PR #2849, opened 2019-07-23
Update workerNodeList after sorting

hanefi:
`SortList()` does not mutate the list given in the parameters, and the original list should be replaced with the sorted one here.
---------------
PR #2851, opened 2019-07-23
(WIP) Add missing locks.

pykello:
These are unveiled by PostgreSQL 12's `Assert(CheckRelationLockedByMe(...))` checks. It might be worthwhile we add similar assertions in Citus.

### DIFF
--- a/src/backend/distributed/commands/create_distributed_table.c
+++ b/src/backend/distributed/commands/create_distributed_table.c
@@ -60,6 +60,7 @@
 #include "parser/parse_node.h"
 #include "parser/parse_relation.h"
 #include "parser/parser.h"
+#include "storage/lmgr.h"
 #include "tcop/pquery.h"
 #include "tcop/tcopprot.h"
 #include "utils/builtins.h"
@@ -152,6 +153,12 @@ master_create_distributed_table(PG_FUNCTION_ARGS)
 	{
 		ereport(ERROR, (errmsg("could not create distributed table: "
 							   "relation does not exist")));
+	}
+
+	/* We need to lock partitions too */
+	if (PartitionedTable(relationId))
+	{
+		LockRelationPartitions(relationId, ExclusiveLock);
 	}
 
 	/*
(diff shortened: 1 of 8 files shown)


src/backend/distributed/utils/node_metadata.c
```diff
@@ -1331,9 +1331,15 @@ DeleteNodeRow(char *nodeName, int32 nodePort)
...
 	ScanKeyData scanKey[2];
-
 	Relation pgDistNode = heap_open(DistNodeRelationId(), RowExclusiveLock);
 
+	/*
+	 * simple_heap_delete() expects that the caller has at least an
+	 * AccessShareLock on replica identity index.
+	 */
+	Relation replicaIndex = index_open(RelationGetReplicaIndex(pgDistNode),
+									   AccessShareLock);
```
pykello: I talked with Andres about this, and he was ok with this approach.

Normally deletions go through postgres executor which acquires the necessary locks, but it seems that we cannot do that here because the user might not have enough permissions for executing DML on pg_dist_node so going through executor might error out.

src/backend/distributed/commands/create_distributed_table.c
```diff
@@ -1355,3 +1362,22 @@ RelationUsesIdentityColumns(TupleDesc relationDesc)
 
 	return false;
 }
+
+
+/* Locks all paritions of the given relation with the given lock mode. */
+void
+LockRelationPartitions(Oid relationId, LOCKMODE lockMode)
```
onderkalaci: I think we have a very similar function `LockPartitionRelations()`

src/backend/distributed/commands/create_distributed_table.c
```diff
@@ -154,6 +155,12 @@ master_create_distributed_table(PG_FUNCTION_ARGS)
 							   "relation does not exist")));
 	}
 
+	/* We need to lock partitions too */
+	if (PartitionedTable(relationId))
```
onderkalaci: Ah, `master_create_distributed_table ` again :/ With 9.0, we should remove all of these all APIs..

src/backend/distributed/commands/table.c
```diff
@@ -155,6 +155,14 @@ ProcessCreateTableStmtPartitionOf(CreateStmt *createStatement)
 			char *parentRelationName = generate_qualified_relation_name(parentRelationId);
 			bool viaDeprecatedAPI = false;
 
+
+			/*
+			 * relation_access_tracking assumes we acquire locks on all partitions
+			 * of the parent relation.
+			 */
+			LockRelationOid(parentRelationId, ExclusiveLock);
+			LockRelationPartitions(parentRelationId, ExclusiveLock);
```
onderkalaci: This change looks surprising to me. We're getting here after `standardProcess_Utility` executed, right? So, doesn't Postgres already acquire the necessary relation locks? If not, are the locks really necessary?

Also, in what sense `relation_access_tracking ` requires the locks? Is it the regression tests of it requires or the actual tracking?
---------------
• Work instructions
Look for the string "given" in the data above and return every line that has it.

• Result
`SortList()` does not mutate the list given in the parameters, and the original list should be replaced with the sorted one here.
+/* Locks all paritions of the given relation with the given lock mode. */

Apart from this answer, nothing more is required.